Defense ministry sources said on Thursday that Turkish and Iraqi armies would assign commanders to a joint security center in Baghdad as the two neighbors step up counterterrorism efforts amid PKK threat
Türkiye’s Ministry of National Defense sources revealed more details of a security pact signed between Ankara and Baghdad last week. Sources said on Thursday that a Joint Security Coordination Center will be established in the Iraqi capital and co-chaired by generals appointed by two countries. A security and training center will also be established at Bashiqa military base in Iraq’s north, sources said.
Top diplomats from the two countries met in the capital of Ankara earlier this month, and Ankara and Baghdad held the fourth round of their High-Level Security Mechanism.
The two countries share a lengthy border, which has been a crossing point into Türkiye for the PKK terrorist group. President Recep Tayyip Erdoğan’s visit to Iraq on April 22 marked a turning point in Ankara-Baghdad relations, particularly in the fight against the terrorist group PKK holed up in Iraq.
The neighbors have, in recent years, been at loggerheads over Ankara's cross-border military operations against the PKK based in northern Iraq's mountainous region, which is controlled by the semi-autonomous Kurdistan Regional Government (KRG). Iraq has said the operations are a violation of its sovereignty, but Ankara says they are needed to protect itself.
The Turkish sources said the text of the security pact shared by some media outlets was false and the original pact covered cooperation in many fields, from training of troops and law enforcement, counterterrorism, joint border security, fight against irregular migration and infiltration through borders of two countries, fight against smuggling and organized crime, intelligence exchange and defense.

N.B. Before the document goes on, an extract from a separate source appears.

PR #2009, opened 2020-02-08
[DYOD] Cost Model Calibration

boehmchen:
If you have any questions, please do not hesitate to ask us.


src/calibration/benchmark_builder.cpp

Also on Thursday, the Center for Combating Disinformation, a subsidiary of the Turkish Presidency’s Communications Directorate, denied claims that the security pact would end Turkish troops’ presence in Iraqi territories, saying in a statement that the pact did not have such a clause as claimed.
Sources said the Joint Security Coordination Center would also be staffed by civilian personnel, and the two countries would hold further talks on the number of staff and their work.
As for the training and cooperation center in Bashiqa, sources said it would provide a platform for Türkiye and Iraq to exchange experiences and information on security. "The memorandum of understanding signed between the two countries primarily aims to eliminate threats posed by terrorist or banned groups to sovereignty and the security of the two countries and regional security," sources said.
The PKK has led a bloody terrorism campaign against Türkiye since 1984, massacring over 40,000 people. Labeled a terrorist organization by Türkiye, the United States and the European Union, the PKK has strongholds in northern Iraq from where it launches attacks into Türkiye.
Iraqi Foreign Minister Fuad Hussein said at a joint press conference with his Turkish counterpart Hakan Fidan in Ankara earlier this month that the presence of PKK terrorists in northern Iraq poses "a danger to the Kurdistan region and other Iraqi cities" and poses a threat to Iraqi society.
"The Iraqi government has decided to add the PKK to the list of banned parties," he added.
Since Turkish operations have driven its domestic presence to near extinction, the PKK has moved a large chunk of its operations to northern Iraq.
Ankara maintains dozens of military bases there, and it regularly launches operations against the PKK, which uses a stronghold in the Qandil Mountains, located roughly 40 kilometers (25 miles) southeast of the Turkish border in Irbil.
Since the start of the year, Ankara has hinted at a final summer offensive against the PKK in both northern Iraq and Syria, where the PKK operates with its local offshoot, the YPG.
Defense Minister Yaşar Güler said recently that the ongoing Operation Claw-Lock, launched in April 2022, would be completed before the winter to sever the ties between Syria and Qandil.
Türkiye aims to wipe out the PKK from its borders and create an approximately 40-kilometer-deep (24.85 miles-deep) security corridor along the Iraqi and Syrian borders.
Both the National Intelligence Organization (MIT) and the Turkish Armed Forces (TSK) have since ramped up strikes on the "terror corridor" in the region, indicating a wider offensive may already be underway.
Brigadier Admiral Zeki Aktürk, spokesperson for the Ministry of National Defense, told reporters at a news briefing in the capital of Ankara on Thursday that security forces eliminated 38 terrorists within the past week in operations against the PKK. Aktürk added that the number of terrorists eliminated between Jan. 1 and the past week reached 1,763 with the latest operations in Iraq and Syria.